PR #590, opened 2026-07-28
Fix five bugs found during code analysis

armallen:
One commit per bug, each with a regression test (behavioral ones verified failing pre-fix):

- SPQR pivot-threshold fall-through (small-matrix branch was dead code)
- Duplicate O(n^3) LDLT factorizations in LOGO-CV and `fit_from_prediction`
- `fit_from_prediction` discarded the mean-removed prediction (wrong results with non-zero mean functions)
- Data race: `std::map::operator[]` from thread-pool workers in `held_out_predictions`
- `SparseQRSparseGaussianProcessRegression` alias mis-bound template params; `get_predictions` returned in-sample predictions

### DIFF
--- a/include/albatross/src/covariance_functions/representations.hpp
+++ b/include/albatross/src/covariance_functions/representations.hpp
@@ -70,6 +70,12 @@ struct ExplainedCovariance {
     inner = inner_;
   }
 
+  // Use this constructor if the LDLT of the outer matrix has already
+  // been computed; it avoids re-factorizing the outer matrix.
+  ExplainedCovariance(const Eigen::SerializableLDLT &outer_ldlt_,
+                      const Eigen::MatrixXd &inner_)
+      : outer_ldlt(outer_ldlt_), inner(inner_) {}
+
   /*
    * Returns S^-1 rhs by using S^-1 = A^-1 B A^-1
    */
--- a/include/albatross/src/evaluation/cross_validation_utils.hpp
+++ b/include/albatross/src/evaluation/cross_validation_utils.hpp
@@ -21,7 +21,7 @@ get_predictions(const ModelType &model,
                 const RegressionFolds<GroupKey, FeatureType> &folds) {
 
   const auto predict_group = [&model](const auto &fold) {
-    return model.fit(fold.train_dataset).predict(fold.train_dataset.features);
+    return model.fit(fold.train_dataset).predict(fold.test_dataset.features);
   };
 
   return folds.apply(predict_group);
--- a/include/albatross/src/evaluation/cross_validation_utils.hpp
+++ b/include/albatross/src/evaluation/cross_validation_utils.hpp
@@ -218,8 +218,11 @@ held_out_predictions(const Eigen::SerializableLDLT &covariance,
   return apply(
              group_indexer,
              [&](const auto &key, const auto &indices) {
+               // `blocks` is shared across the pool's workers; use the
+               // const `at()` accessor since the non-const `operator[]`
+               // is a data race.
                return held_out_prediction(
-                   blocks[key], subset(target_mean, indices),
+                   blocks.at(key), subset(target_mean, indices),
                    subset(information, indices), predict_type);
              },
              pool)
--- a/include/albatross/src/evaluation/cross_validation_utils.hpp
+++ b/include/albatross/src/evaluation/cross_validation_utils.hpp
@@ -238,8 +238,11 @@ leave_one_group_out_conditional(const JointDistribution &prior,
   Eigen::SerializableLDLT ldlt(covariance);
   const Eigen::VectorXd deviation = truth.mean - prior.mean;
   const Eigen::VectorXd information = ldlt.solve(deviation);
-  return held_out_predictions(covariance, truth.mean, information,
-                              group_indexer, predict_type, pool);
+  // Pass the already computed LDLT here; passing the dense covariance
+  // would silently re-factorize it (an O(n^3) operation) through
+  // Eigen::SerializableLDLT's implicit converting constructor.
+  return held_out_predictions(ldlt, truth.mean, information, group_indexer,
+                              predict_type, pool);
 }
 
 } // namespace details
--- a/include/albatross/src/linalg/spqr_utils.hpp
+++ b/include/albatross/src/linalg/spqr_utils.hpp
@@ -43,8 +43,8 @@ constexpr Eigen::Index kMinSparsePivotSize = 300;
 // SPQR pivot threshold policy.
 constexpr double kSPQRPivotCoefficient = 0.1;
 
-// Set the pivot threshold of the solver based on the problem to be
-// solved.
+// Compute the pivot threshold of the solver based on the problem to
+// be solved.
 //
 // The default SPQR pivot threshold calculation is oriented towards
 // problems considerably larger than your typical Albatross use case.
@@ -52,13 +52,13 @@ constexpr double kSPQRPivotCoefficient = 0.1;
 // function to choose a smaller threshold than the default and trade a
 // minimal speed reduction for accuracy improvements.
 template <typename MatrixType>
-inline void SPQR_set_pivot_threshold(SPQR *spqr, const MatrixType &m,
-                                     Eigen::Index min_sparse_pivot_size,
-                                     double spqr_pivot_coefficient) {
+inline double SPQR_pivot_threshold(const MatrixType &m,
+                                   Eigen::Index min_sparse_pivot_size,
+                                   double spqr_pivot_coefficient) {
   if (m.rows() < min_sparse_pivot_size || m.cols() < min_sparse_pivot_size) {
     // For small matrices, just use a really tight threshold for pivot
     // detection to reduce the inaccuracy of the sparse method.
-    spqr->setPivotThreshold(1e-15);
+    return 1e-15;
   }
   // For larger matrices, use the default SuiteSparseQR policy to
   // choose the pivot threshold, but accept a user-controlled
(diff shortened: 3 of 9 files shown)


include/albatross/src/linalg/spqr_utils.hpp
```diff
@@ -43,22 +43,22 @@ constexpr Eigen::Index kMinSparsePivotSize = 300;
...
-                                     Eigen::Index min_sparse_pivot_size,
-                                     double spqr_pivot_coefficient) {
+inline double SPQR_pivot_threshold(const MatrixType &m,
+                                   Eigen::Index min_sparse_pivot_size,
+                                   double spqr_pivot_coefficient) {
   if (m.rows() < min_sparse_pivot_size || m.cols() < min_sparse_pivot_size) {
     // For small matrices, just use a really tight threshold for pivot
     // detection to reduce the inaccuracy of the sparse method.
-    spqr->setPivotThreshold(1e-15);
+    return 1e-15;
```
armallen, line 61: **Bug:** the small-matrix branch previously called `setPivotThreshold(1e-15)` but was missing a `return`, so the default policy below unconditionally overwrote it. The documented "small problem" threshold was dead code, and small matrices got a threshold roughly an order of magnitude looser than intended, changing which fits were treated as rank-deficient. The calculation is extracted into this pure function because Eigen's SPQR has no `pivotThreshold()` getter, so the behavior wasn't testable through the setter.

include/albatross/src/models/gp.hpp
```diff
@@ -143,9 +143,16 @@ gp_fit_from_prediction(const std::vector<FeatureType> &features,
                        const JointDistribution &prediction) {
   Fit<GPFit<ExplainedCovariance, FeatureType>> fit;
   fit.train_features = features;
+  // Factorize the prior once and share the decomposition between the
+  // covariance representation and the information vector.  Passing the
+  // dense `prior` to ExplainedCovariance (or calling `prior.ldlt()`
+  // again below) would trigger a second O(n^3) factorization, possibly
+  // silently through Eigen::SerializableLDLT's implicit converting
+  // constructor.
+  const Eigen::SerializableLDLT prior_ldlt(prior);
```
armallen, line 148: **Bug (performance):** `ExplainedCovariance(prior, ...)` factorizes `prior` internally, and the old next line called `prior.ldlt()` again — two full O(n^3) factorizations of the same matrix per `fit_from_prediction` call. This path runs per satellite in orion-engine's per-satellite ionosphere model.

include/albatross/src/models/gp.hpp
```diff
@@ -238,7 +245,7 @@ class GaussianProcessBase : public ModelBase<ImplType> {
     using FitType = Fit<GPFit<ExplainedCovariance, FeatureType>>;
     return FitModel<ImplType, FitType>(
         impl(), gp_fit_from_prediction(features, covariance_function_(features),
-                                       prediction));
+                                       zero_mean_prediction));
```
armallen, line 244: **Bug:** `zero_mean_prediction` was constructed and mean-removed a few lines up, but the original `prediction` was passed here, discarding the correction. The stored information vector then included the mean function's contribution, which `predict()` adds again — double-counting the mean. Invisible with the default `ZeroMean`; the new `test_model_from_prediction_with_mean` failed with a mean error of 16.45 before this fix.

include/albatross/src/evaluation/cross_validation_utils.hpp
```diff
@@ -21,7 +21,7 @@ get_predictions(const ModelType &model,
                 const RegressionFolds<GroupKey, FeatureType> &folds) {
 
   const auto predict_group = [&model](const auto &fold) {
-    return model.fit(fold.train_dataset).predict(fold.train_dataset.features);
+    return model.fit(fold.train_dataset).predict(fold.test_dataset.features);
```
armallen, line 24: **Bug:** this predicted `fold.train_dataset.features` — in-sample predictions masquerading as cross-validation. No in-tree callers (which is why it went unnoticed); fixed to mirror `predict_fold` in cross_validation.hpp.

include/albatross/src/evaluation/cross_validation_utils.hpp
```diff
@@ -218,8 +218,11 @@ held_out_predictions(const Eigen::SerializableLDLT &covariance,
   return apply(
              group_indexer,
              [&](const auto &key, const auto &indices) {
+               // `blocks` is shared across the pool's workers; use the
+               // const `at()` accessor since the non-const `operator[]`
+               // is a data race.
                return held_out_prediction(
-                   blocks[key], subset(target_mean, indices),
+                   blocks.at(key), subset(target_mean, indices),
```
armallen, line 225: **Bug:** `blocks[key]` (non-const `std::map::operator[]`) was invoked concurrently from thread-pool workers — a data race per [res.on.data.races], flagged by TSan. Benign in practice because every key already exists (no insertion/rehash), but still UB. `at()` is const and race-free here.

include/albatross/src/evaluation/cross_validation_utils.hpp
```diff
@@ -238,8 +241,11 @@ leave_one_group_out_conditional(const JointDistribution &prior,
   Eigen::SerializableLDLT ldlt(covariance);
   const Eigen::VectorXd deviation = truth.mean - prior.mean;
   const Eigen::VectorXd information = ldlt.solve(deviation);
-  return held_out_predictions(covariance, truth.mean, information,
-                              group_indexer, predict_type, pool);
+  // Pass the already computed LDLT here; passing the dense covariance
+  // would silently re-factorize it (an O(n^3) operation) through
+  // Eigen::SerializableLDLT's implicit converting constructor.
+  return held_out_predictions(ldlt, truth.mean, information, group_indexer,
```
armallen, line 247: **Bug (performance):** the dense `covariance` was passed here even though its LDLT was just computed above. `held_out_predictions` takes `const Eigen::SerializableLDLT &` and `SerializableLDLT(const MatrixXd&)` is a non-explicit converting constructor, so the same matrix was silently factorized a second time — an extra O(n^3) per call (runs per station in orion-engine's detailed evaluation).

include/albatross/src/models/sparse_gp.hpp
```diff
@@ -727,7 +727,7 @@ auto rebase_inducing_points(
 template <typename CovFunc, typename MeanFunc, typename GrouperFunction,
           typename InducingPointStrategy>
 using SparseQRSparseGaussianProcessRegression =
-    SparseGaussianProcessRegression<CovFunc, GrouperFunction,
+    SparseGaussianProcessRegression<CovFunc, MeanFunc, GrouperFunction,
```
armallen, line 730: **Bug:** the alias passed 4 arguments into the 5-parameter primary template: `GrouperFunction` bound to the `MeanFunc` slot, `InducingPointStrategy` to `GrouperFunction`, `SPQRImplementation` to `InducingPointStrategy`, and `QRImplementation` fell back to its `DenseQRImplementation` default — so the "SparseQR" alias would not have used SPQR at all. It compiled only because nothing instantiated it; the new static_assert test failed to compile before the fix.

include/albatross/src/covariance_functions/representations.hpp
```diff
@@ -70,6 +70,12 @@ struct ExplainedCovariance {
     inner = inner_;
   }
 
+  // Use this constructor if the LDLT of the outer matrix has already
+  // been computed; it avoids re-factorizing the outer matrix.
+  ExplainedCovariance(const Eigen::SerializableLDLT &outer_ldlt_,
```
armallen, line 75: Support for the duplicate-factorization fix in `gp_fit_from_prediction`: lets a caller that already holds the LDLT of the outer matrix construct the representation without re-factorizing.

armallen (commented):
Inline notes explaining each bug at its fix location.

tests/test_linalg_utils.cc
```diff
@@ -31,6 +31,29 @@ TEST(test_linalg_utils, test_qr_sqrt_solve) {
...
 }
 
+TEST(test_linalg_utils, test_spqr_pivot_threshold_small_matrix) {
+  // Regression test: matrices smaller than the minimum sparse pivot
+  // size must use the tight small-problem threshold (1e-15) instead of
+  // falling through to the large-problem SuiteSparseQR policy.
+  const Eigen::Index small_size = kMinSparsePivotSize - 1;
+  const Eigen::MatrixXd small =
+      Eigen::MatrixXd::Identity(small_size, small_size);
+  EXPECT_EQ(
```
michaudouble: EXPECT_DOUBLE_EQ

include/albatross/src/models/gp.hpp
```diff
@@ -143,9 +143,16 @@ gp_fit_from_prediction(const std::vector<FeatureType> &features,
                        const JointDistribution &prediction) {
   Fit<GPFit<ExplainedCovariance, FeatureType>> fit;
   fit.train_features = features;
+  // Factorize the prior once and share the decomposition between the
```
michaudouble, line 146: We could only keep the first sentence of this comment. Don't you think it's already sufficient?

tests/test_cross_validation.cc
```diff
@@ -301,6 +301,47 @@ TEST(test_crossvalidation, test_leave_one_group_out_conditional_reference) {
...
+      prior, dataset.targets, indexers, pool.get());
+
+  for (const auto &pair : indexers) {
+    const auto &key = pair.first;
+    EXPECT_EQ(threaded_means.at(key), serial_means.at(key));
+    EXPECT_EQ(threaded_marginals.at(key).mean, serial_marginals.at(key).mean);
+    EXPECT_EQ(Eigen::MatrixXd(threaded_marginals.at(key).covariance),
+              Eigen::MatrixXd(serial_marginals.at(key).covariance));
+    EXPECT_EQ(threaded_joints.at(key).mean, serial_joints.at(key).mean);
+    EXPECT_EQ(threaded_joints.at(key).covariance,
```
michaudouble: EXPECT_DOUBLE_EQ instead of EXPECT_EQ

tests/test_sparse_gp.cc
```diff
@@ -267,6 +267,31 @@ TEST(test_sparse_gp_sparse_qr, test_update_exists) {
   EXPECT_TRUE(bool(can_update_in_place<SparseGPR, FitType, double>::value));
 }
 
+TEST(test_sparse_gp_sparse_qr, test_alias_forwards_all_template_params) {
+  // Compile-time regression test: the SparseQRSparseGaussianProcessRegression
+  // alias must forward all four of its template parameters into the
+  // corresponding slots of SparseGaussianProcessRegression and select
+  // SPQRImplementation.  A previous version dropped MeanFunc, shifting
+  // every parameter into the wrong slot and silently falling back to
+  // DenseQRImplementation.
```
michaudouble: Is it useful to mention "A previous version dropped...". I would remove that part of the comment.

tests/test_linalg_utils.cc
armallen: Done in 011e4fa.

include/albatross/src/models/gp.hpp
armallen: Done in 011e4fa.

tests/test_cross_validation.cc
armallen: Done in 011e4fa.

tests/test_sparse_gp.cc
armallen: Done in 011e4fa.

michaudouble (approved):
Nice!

### [PROBLEM TO WORK ON]
Lines with the word "MatrixXd" in them should be copied from the preceding records.

### [RESPONSE BOX]
+                      const Eigen::MatrixXd &inner_)
armallen, line 247: **Bug (performance):** the dense `covariance` was passed here even though its LDLT was just computed above. `held_out_predictions` takes `const Eigen::SerializableLDLT &` and `SerializableLDLT(const MatrixXd&)` is a non-explicit converting constructor, so the same matrix was silently factorized a second time — an extra O(n^3) per call (runs per station in orion-engine's detailed evaluation).
+  const Eigen::MatrixXd small =
+      Eigen::MatrixXd::Identity(small_size, small_size);
+    EXPECT_EQ(Eigen::MatrixXd(threaded_marginals.at(key).covariance),
+              Eigen::MatrixXd(serial_marginals.at(key).covariance));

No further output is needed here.